◆ **Material provided**:
=-=-=-=-=

PR #221, opened 2023-04-11
Improvements to ArrayView interface

adayton1:


src/care/ArrayView.h
```diff
@@ -6,6 +6,23 @@
 #include "RAJA/util/View.hpp"
 
 namespace care {
+   template <class T>
+   using ArrayView1D = RAJA::View<T, RAJA::Layout<1>>;
+
+   template <class T>
+   using ArrayCView1D = ArrayView1D<const T>;
```
dtaller, line 13: This is nit picky, but why did you call this `ArrayCView1D `rather than `ArrayViewC1D` (Array View Constant 1D) or `CArrayView1D` (Constant Array View 1D)?

dtaller: I guess elsewhere you call this a const view so maybe that makes sense nvm

dtaller (approved):
Looks good to me

src/care/ArrayView.h
adayton1: I was actually going to ask what you think of the naming. Would it make sense to drop "Array" from the naming scheme and just have View1D, ConstView1D, View2D, ConstView2D, etc...?

liu15 (approved):

src/care/ArrayView.h
dtaller: That makes sense. We have RAJA::View, so having care::View would be consistent and it would be clear as long as it is used in a care scope. Spelling out Constant makes things clear also, harder to miss the difference. But I would ask some of the others before making a sweeping change.

adayton1: This isn't used anywhere yet, so now is a great time to make changes.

=-=-=-=-=

◆ **About this exercise**:
Your reply should contain every entry, repeated exactly.

◆ **Finished exercise**:
PR #221, opened 2023-04-11
Improvements to ArrayView interface

adayton1:


src/care/ArrayView.h
```diff
@@ -6,6 +6,23 @@
 #include "RAJA/util/View.hpp"
 
 namespace care {
+   template <class T>
+   using ArrayView1D = RAJA::View<T, RAJA::Layout<1>>;
+
+   template <class T>
+   using ArrayCView1D = ArrayView1D<const T>;
```
dtaller, line 13: This is nit picky, but why did you call this `ArrayCView1D `rather than `ArrayViewC1D` (Array View Constant 1D) or `CArrayView1D` (Constant Array View 1D)?

dtaller: I guess elsewhere you call this a const view so maybe that makes sense nvm

dtaller (approved):
Looks good to me

src/care/ArrayView.h
adayton1: I was actually going to ask what you think of the naming. Would it make sense to drop "Array" from the naming scheme and just have View1D, ConstView1D, View2D, ConstView2D, etc...?

liu15 (approved):

src/care/ArrayView.h
dtaller: That makes sense. We have RAJA::View, so having care::View would be consistent and it would be clear as long as it is used in a care scope. Spelling out Constant makes things clear also, harder to miss the difference. But I would ask some of the others before making a sweeping change.

adayton1: This isn't used anywhere yet, so now is a great time to make changes.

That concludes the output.